Anne, kendi annelik rolünü, çocuk bir bebekmiş gibi devam ettirdiğinde aslında çocuğun psikolojik anlamda olgunlaşmasına mümkün olmaz ve benmerkezciliği, kontrol eğilimi sürer. Bu durumda kuralları kabul etmesi ve yönlendirilmesi de daha güç olur.
Babanın disiplindeki rolü
Bebeklik döneminde iyi bir etkileşim içine girildiğinde genellikle ilk çocukluk ve ergenlik döneminde de baba-çocuk ilişkisinin sağlıklı devam ettiği, olası sorunların karşılıklı iletişimle daha kolay çözülebildiği biliniyor.
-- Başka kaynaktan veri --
PR #3199, opened 2024-06-13
Remove buffer maximum parameter table when the port is removed

stephenxs:
**What I did**

Remove the buffer maximum parameter table entry when the port is removed.

**Why I did it**

To avoid the informational message `handleBufferMaxParam: BUFFER_MAX_PARAM: Port Ethernet190 is not configured, need retry` after the port is removed.

**How I verified it**

Unit test and manual test

**Details if related**

### DIFF
--- a/orchagent/portsorch.cpp
+++ b/orchagent/portsorch.cpp
@@ -3551,6 +3551,9 @@ void PortsOrch::deInitPort(string alias, sai_object_id_t port_id)
     /* Remove the associated port serdes attribute */
     removePortSerdesAttribute(p.m_port_id);
 
+    /* Remove the entry from buffer maximum parameter table*/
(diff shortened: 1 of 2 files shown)


stephenxs:
New UT fails without the fix as expected
```
[ RUN      ] PortsOrchTest.PortBulkCreateRemove
portsorch_ut.cpp:642: Failure
Value of: keys.empty()
  Actual: false
Expected: true
```

Junchao-Mellanox (approved):

stephenxs:
Failed due to `##[error]The agent did not connect within the alloted time of 45 minute(s).`

prsunny (approved):

dprital:
@bingwang-ms , Can you please cherry pick to 202405 ?

PR #3201, opened 2024-06-20
Support allocate buffer pool size based on percentage of available memory

stephenxs:
**What I did**

Support allocate buffer pool size based on percentage of available memory by `percentage` field in `BUFFER_POOL` table.
It is used in the dynamic buffer model only and represents the percentage of a buffer pool's size compared to the available memory size.
On Nvidia devices, if the percentage is defined, the buffer pool size is `available memory` * `percentage`.

**Why I did it**

**How I verified it**

Mock test

**Details if related**


prsunny (approved):

dprital:
@bingwang-ms , Can you please cherry pick to 202405 ?

PR #3210, opened 2024-07-01
Issue:SAI initializes break out ports as part of default vlan

prasanna-cls:
**What I did**

When port-break-out is created (new ports are created in SAI), Remove the vlan member for the [new-break-out-port, default-vlan] and default bridge port created for the new break-out ports that created by SAI.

Çeşitli nedenlerden ötürü eve geciken, bebeğin bakımıyla, fiziksel ihtiyaçlarıyla ilgilenemeyen, bu işi tamamen anneye geçiremeyen babaların da çocuklarıyla iletişimlerinde zorluklar yaşama olasılığı artar.
Baba, çocuklar için daha çok dış dünyayı temsil eden bir figürdür. Çocuk, babası ile ilişkisinde sorun yaşamazsa, babadan takdir ve övgü alırsa, baba için değerli olduğunu hissederse dış dünyaya daha fazla güven duyabilir ve kendini güvende hissedebilir.
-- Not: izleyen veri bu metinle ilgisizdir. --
PR #2080, opened 2021-12-14
Set tunnel id to saiOidToAlias for support update tunnel status.

iris00522:
**What I did**
1.Set tunnel id to saiOidToAlias for support update tunnel status.
2. if create tunnel port successfully notify change tunnel port status from down to up 
**Why I did it**
update tunnel status 
admin@as7726-32x-2:~$ show vxlan remotevtep
+-----------+-----------+-------------------+--------------+
| SIP             | DIP           | Creation Source   | OperStatus   |
+===========+===========+===================+==============+
| 10.1.0.32    | 10.0.0.65  | EVPN                    | oper_up      |
+-----------+-----------+-------------------+--------------+
Total count : 1

**How I verified it**
1.create l2 vni environment
2.check tunnel status "show vxlan remotevtep"
3.check syslog
~~~
/var/log/syslog.1:Dec 14 10:25:43.929560 as7726-32x-2 NOTICE swss#orchagent: :- createDynamicDIPTunnel: Created P2P Tunnel remote IP 10.0.0.65
/var/log/syslog.1:Dec 14 10:25:43.929560 as7726-32x-2 NOTICE swss#orchagent: :- addTunnelUser: diprefcnt for remote 10.0.0.65 = 1
/var/log/syslog.1:Dec 14 10:25:43.930397 as7726-32x-2 INFO syncd#syncd: [none] brcm_sai_create_bridge_port:227 bridge_port_id: 0x  2a043a00000004 tunnel_id 4
/var/log/syslog.1:Dec 14 10:25:43.930895 as7726-32x-2 NOTICE swss#orchagent: :- addBridgePort: Add bridge port Port_EVPN_10.0.0.65 to default 1Q bridge
/var/log/syslog.1:Dec 14 10:25:43.931588 as7726-32x-2 INFO syncd#syncd: [none] _brcm_sai_bridge_port_valid:1297 idx 4
/var/log/syslog.1:Dec 14 10:25:43.932158 as7726-32x-2 NOTICE swss#orchagent: :- addVlanMember: Add member Port_EVPN_10.0.0.65 to VLAN Vlan1000 vid:1000 pid0
/var/log/syslog.1:Dec 14 10:25:43.932536 as7726-32x-2 NOTICE swss#orchagent: :- doTask: Get port state change notification id:2a00000000069f status:1
[...]

PR #3216, opened 2024-07-03
VxLAN fix tunnel oper_state issue

praveenraja1:
**What I did**

In portsorch layer ensure tunnel port_oper state is updated correctly after tunnel comes up. 

Additionally made changes so that 

1) non L3 packets which gets encapsulated have outer IP hdr TTL as 64.
2) For L3 packets the inner IpHdr TTL is preserved in outer header. 

**Why I did it**

After tunnel was up and traffic was flowing, tunnel oper_state was displayed as down.

```
root@sonic:~#  show vxlan remotevtep
+---------+---------+-------------------+--------------+
| SIP     | DIP     | Creation Source   | OperStatus   |
+=========+=========+===================+==============+
| 1.1.1.1 | 2.2.2.2 | EVPN              | oper_down    |
+---------+---------+-------------------+--------------+
Total count : 1
```

**How I verified it**

```
root@sonic:~# show vxlan tunnel
vxlan tunnel name    source ip    destination ip    tunnel map name    tunnel map mapping(vni -> vlan)
-------------------  -----------  ----------------  -----------------  ---------------------------------
vtep                 2.2.2.2                        map_2000_Vlan20    2000 -> Vlan20
                                                    map_3000_Vlan30    3000 -> Vlan30
root@sonic:~#
root@sonic:~#
root@sonic:~#  show vxlan remotevtep
+---------+---------+-------------------+--------------+
| SIP     | DIP     | Creation Source   | OperStatus   |
+=========+=========+===================+==============+
| 2.2.2.2 | 1.1.1.1 | EVPN              | oper_up      |
+---------+---------+-------------------+--------------+
Total count : 1
```

**Details if related**

### DIFF
--- a/orchagent/vxlanorch.cpp
+++ b/orchagent/vxlanorch.cpp
@@ -358,6 +358,15 @@ create_tunnel(
         attr.id = SAI_TUNNEL_ATTR_ENCAP_TTL_VAL;
         attr.value.u8 = encap_ttl;
         tunnel_attrs.push_back(attr);
+    } else {
+        attr.id = SAI_TUNNEL_ATTR_ENCAP_TTL_MODE;
+        attr.value.s32 = SAI_TUNNEL_TTL_MODE_PIPE_MODEL;
+        tunnel_attrs.push_back(attr);
+
+        attr.id = SAI_TUNNEL_ATTR_ENCAP_TTL_VAL;
+        attr.value.u8 = DEFAULT_TUNNEL_ENCAP_TTL;
+        tunnel_attrs.push_back(attr);
+
     }
 
     sai_object_id_t tunnel_id;
--- a/.azure-pipelines/build_and_install_module.sh
+++ b/.azure-pipelines/build_and_install_module.sh
@@ -26,15 +26,26 @@ function build_and_install_kmodule()
     SUBLEVEL=$(echo $KERNEL_MAINVERSION | cut -d. -f3)
 
     # Install the required debian packages to build the kernel modules
+    apt-get update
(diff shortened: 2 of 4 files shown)


orchagent/vxlanorch.cpp
VladimirKuk, line 1: I think it would better to use DEFAULT_TUNNEL_ENCAP_TTL as default value for the encap_ttl (instead of 0).  It will reuse the existing code and you could also remove the "if (encap_ttl != 0)".

bradh352:
Looks like this supersedes #2080 as it includes changes from that, and then also fixes https://github.com/sonic-net/sonic-buildimage/issues/10050

I'd think this *really* needs to get merged for the next release.  VXLAN just doesn't work (at least on my Dell S5248F switches) without the TTL change, and the oper_status fix is very useful for debugging.

bradh352:
@prsunny I see you merge a lot of PRs, I'd really like to see this in the next SONiC stable release branch... it would mean I wouldn't have to continue maintaining my own automated build system and patches. Thanks!

bradh352:
I'm replacing this PR with #3383

VladimirKuk:
> @VladimirKuk what do we need to do to get this merged? I see you had asked if `updateDbPortOperStatus(port, status)` could be moved outside the `if`, implying just always call it. I can test to see if that works today if you want.
> 
> I can say that this patch is critical to VXLAN support for me, as soon as I apply it, I can ping across the VXLAN tunnels to addresses learned via ARP by the VTEPs. Without it, just nothing...

Makes sense, since updateDbPortOperStatus wasn't called for tunnel case. Looks good to me.

bradh352:
@VladimirKuk  can you look at my modifications in #3383 to verify it looks right and comment there?

PR #3217, opened 2024-07-03
Validate interface name length in cfgmgr

arfeigin:
This PR is accompanied by https://github.com/sonic-net/sonic-swss-common/pull/889 and https://github.com/sonic-net/sonic-utilities/pull/3397
**What I did**
Validate interface name length does not exceed the limitation of IFNAMSIZ to align to kernel restrictions.
This PR covers the cases of adding interface directly to the DB not using the cli - similar validation on the CLI side is implemented in a sonic-utilities PR.

**Why I did it**
Kernel restricts interface name length to not exceed IFNAMSIZ and this was not checked which can lead to inconsistency when creating such interface as it will be created in config db but it will be blocked when trying to actually create such interface.

**How I verified it**
Manual testing.

**Details if related**

### DIFF
--- a/cfgmgr/intfmgr.cpp
+++ b/cfgmgr/intfmgr.cpp
@@ -5,6 +5,7 @@
 #include "tokenize.h"
 #include "ipprefix.h"
 #include "intfmgr.h"
+#include "interface.h"
 #include "exec.h"
 #include "shellcmd.h"
 #include "macaddress.h"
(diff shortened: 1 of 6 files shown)


arfeigin:
Checkers fail as https://github.com/sonic-net/sonic-swss-common/pull/889 should be merged first so it will compile.

nazariig (approved):

dprital:
@prsunny , Can you please approve this PR ?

Baba tarafından kabul ve destek görmek, dış dünyada da kabul göreceği güvenini yaşamasını sağlar. Bu nedenle babanın sadece ceza veren, kızan ve çocuğun olumsuz yönlerini fark eden rolde olması, çocuğun dış dünyaya kendini güvende hissetmesini zorlaştıran bir durumdur.
Çocukluk döneminin çeşitli aşamalarında ortaya çıkan korkular, babayı sadece bir korku objesi olarak algılayan çocuklarda çok daha yoğun yaşanır. Çocuklarına fazla agresif davranan, çocuğunu disipline edebilmek maksadıyla cezalandırıcı, olumsuz davranışları vurgulayan tarzda bir ilişki oluşturan babaların, çocuklar üzerinde geçek bir disiplin oluşturmaları mümkün değildir.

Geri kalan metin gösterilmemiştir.